The party was a success.
You were charming. You were attentive. You laughed at the right volume. Asked the “deep” follow-up questions. And held the room together with a grace that felt almost natural. Everyone loved you.
Now, you are sitting in your car in the driveway. The engine is off. The silence is so heavy it feels like it’s pressing against your eardrums. You’ve been sitting here for twenty minutes because you don’t have the energy to open the door and start another performance… this time as yourself.
You aren’t just “tired.” You feel hollow.
This is what I call the Performance Hangover.
And it’s the most dangerous secret in the world of the “High-Functioning” people. The deep thinkers, the highly sensitive ones, the introverts.
Most people think socializing is fun and games. For us, it’s an exchange of energy. You are managing their moods, anticipating their needs, and editing yourself to ensure they feel comfortable. And when you spend four hours “performing”, it drains you to your bones.
What you feel is caused by incongruence, the internal split between who you are and who you pretend to be.
The reason you feel so sick sitting in your car isn’t because you hate people. It’s because of who you had to become to make them like you. You are mourning the “authentic self” you shoved into a closet for four hours so the “Charming Ghost” could take the stage.
Here is the truth we never tell at the dinner table: The more they liked the “performance”, the more the Real You resents them.
You look at the “Thank You” texts lighting up your phone and you feel a flash of violent irritation. And you’re angry. You’re angry because they fell for it. You’re angry because they are in love with a mask. You’re angry at yourself for being so good at wearing it that you’ve made the “Real You” completely disappear.
You’ve spent decades being overskilled in the art of survival. You’ve mastered the “interested face”, the “supportive lean”, the “assuring nods” so well that no one—not your spouse, not even your best friend—actually knows who you are from the inside.
You are a world-class actor with a theater of zero.
And when the applause ends, there’s no one left to clap for you.
The “Performance Hangover” is a cry. It’s a signal. It’s your nervous system saying: I can’t keep doing this.
If you keep performing, you will become the Mask. You’ll own a ‘perfect’ life that feels like a museum: beautiful to look at, but impossible to live in. A palace of gold built on a foundation of lies, and fake smiles.
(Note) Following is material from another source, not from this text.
PR #303, opened 2016-04-18
Fetch github comments only when they will be used

ryansb:
Prior to this change, comments on Github issues were fetched
(generating their own API request) whether or not they were saved in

It’s time to stop being “likable.”
The next time you’re in that room, try something terrifying: Be Boring.
Stop managing the silence. Stop curating the laugh. Stop being the “mirror” for everyone else’s ego. If they don’t like the person who sits in the quiet, let them leave. It is better to be disliked for who you are than exhausted by who you pretend to be.
I wrote Born to Stand Out for people like you—because I was another you. Exhausted from editing myself just to belong. The book isn’t about confidence or charisma. It’s about coming back to the parts of yourself that went quiet so others could feel comfortable.
If this feels familiar, I explore it more in Born to Stand Out… quietly, honestly, without asking you to become someone else. You can find it HERE.
Open the car door.
Go inside.
And tonight… let the mask stay in the driveway.